┌─ DATA PROVIDED

PR #3451, opened 2025-08-15
fix(pay-button): alignment and font size for the secondary amount label

longyulongyu:
## Summary
Fixed alignment and font size for the Pay button's secondary amount label.

## Tested scenarios
Added story: https://localhost:3020/?path=/story/internals-button--payment-button

**Fixed issue**:  COSDK-150

### DIFF
--- a/packages/lib/src/components/internal/PayButton/PayButton.test.tsx
+++ b/packages/lib/src/components/internal/PayButton/PayButton.test.tsx
@@ -45,6 +45,18 @@ describe('PayButton', () => {
         expect(button).not.toHaveTextContent(PAY_BTN_DIVIDER);
     });
 
+    test('should not render a secondary amount if primary amount is not correct', () => {
+        renderPayButton({
+            amount: {
+                currency: '',
+                value: 1000
+            },
+            secondaryAmount: { currency: 'HRK', value: 7534 }
+        });
+        const button = screen.getByRole('button', { name: 'Pay' });
+        expect(button).not.toHaveTextContent(PAY_BTN_DIVIDER);
+    });
+
     test('should not render any amount if a specific label is provided', () => {
         renderPayButton({
             label: 'Redirect to',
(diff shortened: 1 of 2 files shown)


packages/lib/storybook/stories/internals/Button.stories.tsx
```diff
@@ -55,36 +62,44 @@ export const Default: StoryObj = {
...
     argTypes: {
-        disabled: { control: 'boolean' },
-        inline: { control: 'boolean' },
-        ariaLabel: { control: 'text' }
+        amount: { control: 'object' },
+        secondaryAmount: { control: 'object' }
     },
     args: {
-        disabled: false
+        amount: { value: 1000, currency: 'EUR' },
```
ribeiroguilherme, line 97: When the `amount` parameter is defined but it is empty, or the value/currency are not properly set, we still display the secondary amount.

Should we add a check to not let that happen? We should show the secondary amount only if the amount is properly defined

packages/lib/storybook/stories/internals/Button.stories.tsx
```diff
@@ -55,36 +62,44 @@ export const Default: StoryObj = {
...
+        secondaryAmount: { value: 1200, currency: 'USD' },
```
ribeiroguilherme, line 98: Did you verify if we are handling it correctly for the Bulgarian symbol? Is it normal to show `BGN` (as mentioned in the ticket) ?

ribeiroguilherme (approved):

packages/lib/storybook/stories/internals/Button.stories.tsx
longyulongyu: It's normal to show `BGN` when the `shopperLocale` is not `bg-BG`.

If the locale is `bg-BG`, we are displaying `лв` correctly:
Screenshot 2025-08-15 at 17 02 49

packages/lib/storybook/stories/internals/Button.stories.tsx
longyulongyu: I can check if the amount is empty or not `Object.keys(amount).length>0`, but do we need to further check if value is a number and currency is a valid string? It feels checking too much.
Or checking specifically that the amount value and currency should be defined?

ribeiroguilherme: Maybe we can have (or we might already have 🤔 ) an utility somewhere that does this?

```js
const isAmountValid = amount => !!amount?.value && !!amount?.currency
```

longyulongyu: Sounds good, will update.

└─

PROBLEM DETAILS >>
Look over the listing above and copy each line that contains "components".

REPLY >>
--- a/packages/lib/src/components/internal/PayButton/PayButton.test.tsx
+++ b/packages/lib/src/components/internal/PayButton/PayButton.test.tsx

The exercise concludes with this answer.